Ah, okay. The first couple of paragraphs leading into the third made it seem like a loaded question.


----------



## myst91

Jeremy8419 said:


> ? We're on a socionics forum discussing socionics. The goal of socionics is to explain everything about relationships that isn't individualistic


So you otherwise are fine with seeing relationships without socionics too?


----------



## Jeremy8419

myst91 said:


> So you otherwise are fine with seeing relationships without socionics too?


I don't even know the current girl I'm seeing's type.

I do try and scrutinize everything through Socionics, but that is due to being on these forums and wanting to help. Per my resource thread, I'm unconsciously activated to improve facilities of operations, and the forums strike me as an impractical mess that doesn't provide people with the right tools they need. I have a tendency to take on others lives for long periods until they get what they need.


----------



## Typhon

Entropic said:


> For example, consider this about the aggressor style:
> 
> 
> 
> But Fi PoLR means poor ability to tell whether you like or dislike someone, especially in terms of intimate relationships, so how does this play out with being an aggressor?
> 
> Furthermore:
> 
> 
> 
> The underlined and bolded part, for example, how does an SLE know what preferences they have when they have Fi PoLR?
> 
> Then, for victim, we have:
> 
> 
> 
> But if you have access to strong Fi which operates on like/dislike and attraction/repulsion, shouldn't it be easier to tell whether you are interested in someone else or not?


I think its important to distinguish between "interest" here and understanding a relationship. "Interest" more likely relates to sexual desire, or physical attraction based on looks, understanding a relationship is about understand the intricacies of said relationships, not necessarily romantic btw.


----------



## Captain Mclain

Jeremy8419 said:


> Victim means they want to be dominated. If they aren't being dominated, they don't like you. Them asking about you liking them or whatnot is actually them saying they don't like you. Fi-Se wants to isolate you from others. Ti-Se wants to create a structure/family/whatever to keep you put.

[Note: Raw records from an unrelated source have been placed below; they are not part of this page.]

PR #10205, opened 2023-10-28

gpetrou:
## Proposed changes

###### Microsoft Reviewers: [Open in CodeFlow](https://portal.fabricbot.ms/api/codeflow?pullrequest=https://github.com/dotnet/winforms/pull/10205)

### DIFF
--- a/src/System.Windows.Forms/src/System/Windows/Forms/DataGridView.Methods.cs
+++ b/src/System.Windows.Forms/src/System/Windows/Forms/DataGridView.Methods.cs
@@ -3426,7 +3426,7 @@ public partial class DataGridView
     }
 
     // determines if a data bound cell can be validated or not
-    private bool CanValidateDataBoundDataGridViewCell(DataGridViewCell dataGridViewCurrentCell)
+    private bool CanValidateDataBoundDataGridViewCell(DataGridViewCell? dataGridViewCurrentCell)
     {
         if (dataGridViewCurrentCell is null)
         {
@@ -3859,7 +3859,7 @@ public partial class DataGridView
     {
         if (IsCurrentCellInEditMode)
         {
-            DataGridViewCell dataGridViewCurrentCell = CurrentCellInternal;
+            DataGridViewCell? dataGridViewCurrentCell = CurrentCellInternal;
             DataGridViewDataErrorEventArgs? dgvdee = CommitEdit(
                 ref dataGridViewCurrentCell,
                 context,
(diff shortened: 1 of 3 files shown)


Epica3055 (commented):
looks good

src/System.Windows.Forms/src/System/Windows/Forms/DataGridView.Methods.cs
```diff
@@ -11540,39 +11540,49 @@ protected virtual void OnAllowUserToAddRowsChanged(EventArgs e)
...
+            !IsDisposed)
         {
             eh(this, e);
         }
     }
 
     protected virtual void OnAllowUserToDeleteRowsChanged(EventArgs e)
     {
-        if (Events[s_allowUserToDeleteRowsChangedEvent] is EventHandler eh && !_dataGridViewOper[OperationInDispose] && !IsDisposed)
+        if (Events[s_allowUserToDeleteRowsChangedEvent] is EventHandler eh &&
```
Epica3055, line 11553: I noticed that you wrapped a lot of lines, like this.
I was wondering why did you do this for readability or just because the line is too long, if the line is wrapped , so there is no need to use the horizontal scroll bar.

This is what I observed from my environment, 1920*1080 monitor.

I think modern monitor is big enough to show at least 120 chars.


image

@Tanya-Solyanik what do you think?

gpetrou: I did that for readability.

src/System.Windows.Forms/src/System/Windows/Forms/DataGridView.Methods.cs
```diff
@@ -6368,7 +6368,7 @@ public bool EndEdit(DataGridViewDataErrorContexts context)
         {
             int curRowIndex = _ptCurrentCell.Y;
             int curColIndex = _ptCurrentCell.X;
-            DataGridViewCell dataGridViewCurrentCell = CurrentCellInternal;
+            DataGridViewCell? dataGridViewCurrentCell = CurrentCellInternal;
```
lonitra, line 6371: Is `CurrentCellInternal` annotated as nullable? If it is, I'm not so sure that this should be annotated as nullable since we are ultimately returning a `DataGridViewCell` attained from a `DataGridViewCellCollection`. I believe we guard against adding a null to the collection in `DataGridViewCellCollection`

gpetrou: No, it is not. But we pass `dataGridViewCurrentCell` by ref in some methods which can set it to null. Check inside `CommitEdit` and the methods that it calls.

lonitra: Ah I see, thanks! I was concerned about the `!` on `dataGridViewCurrentCell` below, but digging through the code, it is hard to tell whether or not there is a chance is could be null and what exactly that means.. There is definitely room for clean up here in general that would help make it easier to understand what is going on, so I think it is ok to do `!` for now and revisit later when clean up happens.

lonitra (approved):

Actually I wonder if it is not that victim types tend to want to develop an environment where if you do not predict future and do Ni you will die. And that aggressor want, paradoxically, develop a culture and environment where they are the victim and everyone is victim. The thing is that Victim very easy play the victim card and see the future possibility and if they will turn out to be victim they avoid it thus very rarely actually are the victim. 

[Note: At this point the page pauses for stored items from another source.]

Issue #10218, opened 2023-11-02
Inconsistent DomWindow values


MelonWang1:
### .NET version

.NET 9.0.100-alpha.1.23551.16

### Did it work in .NET Framework?

Yes

### Did it work in any of the earlier releases of .NET Core or .NET 5+?

Yes, it cannot repro in .NET 3.1/5.0/6.0/7.0/8.0.

### Issue description

Automation case about XHtmlWindow met an error "FAIL: equality between windows failed" when testing HtmlWindow's op_Equality, get_Frames methods.

We created a test sample in .NET 9, got following result:
**The DomWindow has inconsistent values. In .NET 9.0:**
![CORE9 0](https://github.com/dotnet/winforms/assets/94418985/3781aac1-2060-4710-8659-143dc35a3f2f)

**In .NET 3.1~8.0 and Framework app:**
![FRAMEWORK](https://github.com/dotnet/winforms/assets/94418985/06943c25-1861-451e-9c31-2b7beff344c4)

### Steps to reproduce

1. Download and extract project: [DomWindow.zip](https://github.com/dotnet/winforms/files/13233689/DomWindow.zip)
2. Build and run
3. Click button1 and observe DomWindow value

elachlan:
Is the issue that the `DomWindow` in main branch doesn't have the same properties as the olded .net versions?

> Gets the unmanaged interface wrapped by this class.

https://learn.microsoft.com/en-us/dotnet/api/system.windows.forms.htmlwindow.domwindow?view=windowsdesktop-7.0

It's typed as an object:
```csharp
public object DomWindow { get; }
```

lonitra:
Yes, we had changed the inner type to an `AgileComPointer` and this is now no longer giving back the COM interface, which is a mistake.

MelonWang1:
Verified this on .NET 9.0.100-alpha.1.23558.10, issue was fixed. But the automation case about XHtmlWindow still has error, filed a new issue [10261](https://github.com/dotnet/winforms/issues/10261).
![domwindow](https://github.com/dotnet/winforms/assets/94418985/231fb12d-9033-40f8-a904-876d87f01dd0)

PR #10220, opened 2023-11-02
Return Interface for HtmlWindow.DomWindow

lonitra:
Fixes https://github.com/dotnet/winforms/issues/10218

We previously changed internal `NativeHtmlWindow` to type `AgileComPointer` after removing old `IHTMLWindow2` Interface definition and did not update `DomWindow` to return the interface like it always had been. This was missed due to `DomWindow` being of type `object`. I've updated code to return the interface as well as added regression test for this.

###### Microsoft Reviewers: [Open in CodeFlow](https://portal.fabricbot.ms/api/codeflow?pullrequest=https://github.com/dotnet/winforms/pull/10220)

### DIFF
--- a/src/System.Windows.Forms/tests/UnitTests/System/Windows/Forms/HtmlWindowTests.cs
+++ b/src/System.Windows.Forms/tests/UnitTests/System/Windows/Forms/HtmlWindowTests.cs
@@ -2,6 +2,7 @@
 // The .NET Foundation licenses this file to you under the MIT license.
 
 using System.Text;
+using Windows.Win32.Web.MsHtml;
 
 namespace System.Windows.Forms.Tests;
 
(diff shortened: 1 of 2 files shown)


src/System.Windows.Forms/tests/UnitTests/System/Windows/Forms/HtmlWindowTests.cs
```diff
@@ -40,6 +41,27 @@ public async Task HtmlWindow_WindowFrameElement_NoneReturnsNull()
...
+        const string Html = "<html><body>test</body></html>";
+        HtmlDocument document = await GetDocument(control, Html);
+        HtmlWindow window = document.Window;
+        object domWindow = window.DomWindow;
+
+        Assert.Same(domWindow, window.DomWindow);
+        Assert.True(domWindow.GetType().IsCOMObject);
+        Assert.True(domWindow is IHTMLWindow2.Interface);
+        Assert.True(domWindow is IHTMLWindow3.Interface);
+        Assert.True(domWindow is IHTMLWindow4.Interface);
```
gpetrou, line 62: Since we can use FluentAssertions now, perhaps you could use `BeOfType` and `BeAssignableTo` to get better error messages?

lonitra: Good call!

Tanya-Solyanik (approved):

Si ego type seem to be into having pranks going on all the time. Ne seem to want to be taking care of people. It seem so opposite in real life examples.


----------



## piano

Wolfskralle said:


> I was under the impression, that classic victim/agressor description relate more to Beta, than Gamma. Betas have Se-, hence are more openly aggressive and confrontational, while Gammas, with Se+, are typically more defensive with their Se. I understand Gamma aggressive romance style more like an indirect act of "aggression"/ethical manipulation, than open expression of force of will, as it is shown by Beta ST's.
> Kinda opposite of what eastwin have said, I understand Gemma aggressors as less likely to initiate contact, than their Beta counterparts. Even to the point, that some Gamma victims might confuse themselves as aggressors, and vice versa. That's just a speculation thought, LF confirmation.
> 
> It also might have something to do with traditional gender roles, as Fi is typically perceived as feminine, while Ti - and thinking in general - will be more masculine.
> 
> Some theory:
> 
> 
> 
> 
> 
> Socionics - the16types.info - Socionics Romancing Styles


there doesn't seem to be a romance style pertaining to bat-shit crazy behavior though? but seriously, i've always thought these were super neat. i know for certain the descriptions for caregiver and childlike don't fit me. i am torn between aggressor and victim. i think probably victim but i need more info... which is why i'm bumping this thread.


----------



## myst91

i cant play the piano said:


> there doesn't seem to be a romance style pertaining to bat-shit crazy behavior though? but seriously, i've always thought these were super neat. i know for certain the descriptions for caregiver and childlike don't fit me. i am torn between aggressor and victim. i think probably victim but i need more info... which is why i'm bumping this thread.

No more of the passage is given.